2. Add the connection

bruin connections add

The interactive wizard walks you through each field:

  1. Environment: Pick which environment to add the connection to. The default is default, but your project may also have prod, dev, or other custom environments defined in .bruin.yml.
  2. Connection name: Enter gcp-default (or any name you prefer — remember it for later steps).
  3. Connection type: Choose google_cloud_platform from the list.
  4. Credentials:
    • project_id: Your GCP project ID (find it in the Cloud Console or run gcloud config get-value project).
    • location (optional): A default BigQuery location (e.g. US, EU). Leave blank to use the dataset's default.
    • Credential method — the wizard offers three options:
      • service_account_file — path to a JSON key file on disk (e.g. ~/.config/gcloud/my-sa.json).
      • service_account_json — paste the raw JSON content of a service account key directly.
      • use_application_default_credentials — set this to true to use the token from gcloud auth application-default login. Pick this one since you already authenticated in step 1.

3. Test the connection

bruin connections test --name gcp-default

If the test fails, see Troubleshooting below.


Option B: Service Account Key File

Best for production, CI/CD, or shared team environments.

1. Create or obtain a service account key

If you don't already have a service account key file:

  • Go to IAM & Admin → Service Accounts in the Cloud Console
  • Create a service account (or use an existing one) with at least BigQuery Data Viewer and BigQuery Job User roles
  • Create a JSON key and download it to your machine (e.g., ~/.config/gcloud/my-service-account.json)

2. Add the connection manually

For service accounts, it's often easier to edit .bruin.yml directly rather than using the interactive wizard. Open .bruin.yml in your Bruin project root and add:

environments:
  default:
    connections:
      google_cloud_platform:
        - name: "gcp-default"
          project_id: "your-gcp-project-id"
          service_account_file: "/path/to/your-service-account.json"

Replace your-gcp-project-id with your actual project ID and update the path to your key file.

3. Test the connection

bruin connections test --name gcp-default

If the test fails, see Troubleshooting below.


What your .bruin.yml looks like after setup

After adding a connection, your .bruin.yml will contain an entry similar to:

environments:
  default:
    connections:
      google_cloud_platform:
        - name: "gcp-default"
          project_id: "my-analytics-project"
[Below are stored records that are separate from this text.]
PR #830, opened 2025-03-16
Generalize PtrIterator to support other kinds of wrapping iterators

haved:


tests/jlm/util/TestIteratorWrapper.cpp
```diff
@@ -7,7 +7,7 @@
 #include <test-util.hpp>
```
phate, line 7: Let's call it IteratorWrapperTests.cpp, then alphabetical sorting still works.

jlm/util/Makefile.sub
```diff
@@ -19,7 +19,7 @@ libutil_HEADERS = \
     jlm/util/intrusive-list.hpp \
     jlm/util/iterator_range.hpp \
     jlm/util/Math.hpp \
-    jlm/util/PtrIterator.hpp \
+    jlm/util/IteratorWrapper.hpp \
```
phate, line 22: The files seem to be alphabetically ordered in this list. It is currently at the wrong position

phate (changes requested):
Just some organizational issues, nothing major.

phate (approved):

sjalander:
Why use Ptr instead of spelling it out to Pointer?

haved:
> Why use Ptr instead of spelling it out to Pointer?

I guess I did that originally because I was iterating over `unique_ptr`s, before realizing I could make it general. @sjalander

PR #832, opened 2025-03-18
Use after free bug fix in HLS

sjalander:


sjalander:
The bug never seems to have triggered on Linux but caused random HLS test errors on Mac

haved (approved):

For Application Default Credentials, the key file path is omitted (Bruin finds it automatically). For service accounts, the service_account_file field is included.

Troubleshooting

If bruin connections test fails, here are the most common causes:

BigQuery

  • "Could not find default credentials" — Run gcloud auth application-default login again. Tokens expire after a period of inactivity.
  • "Project not found" — The project ID doesn't match an existing GCP project. Verify it in the Cloud Console.
  • "BigQuery API has not been enabled" — Enable it in APIs & Services.
  • "Access denied" — Your account needs at least BigQuery Data Viewer and BigQuery Job User roles. Ask your GCP admin.

Redshift

  • Connection timeout — Your cluster's VPC security group must allow inbound traffic on port 5439 from your IP.
  • Authentication failure — Verify the username/password and that the user has SELECT permission on target schemas.

ClickHouse

  • Connection refused — For ClickHouse Cloud, use port 9440 (TLS). For self-hosted, check that the port is open and accessible.
  • Authentication failure — Verify the username has SELECT grants on the target database.

Postgres

  • Connection refused — Check that your database server allows connections from your IP (firewall / allowlist).
  • SSL errors — For hosted services (Supabase, Neon), Bruin handles SSL automatically in most cases. If it doesn't, check the Postgres platform docs.

What just happened

Your .bruin.yml file now contains an encrypted connection entry. Bruin stores credentials locally — nothing leaves your machine. From here on, any Bruin command (import, query, run) can reach your warehouse using the connection name you just configured.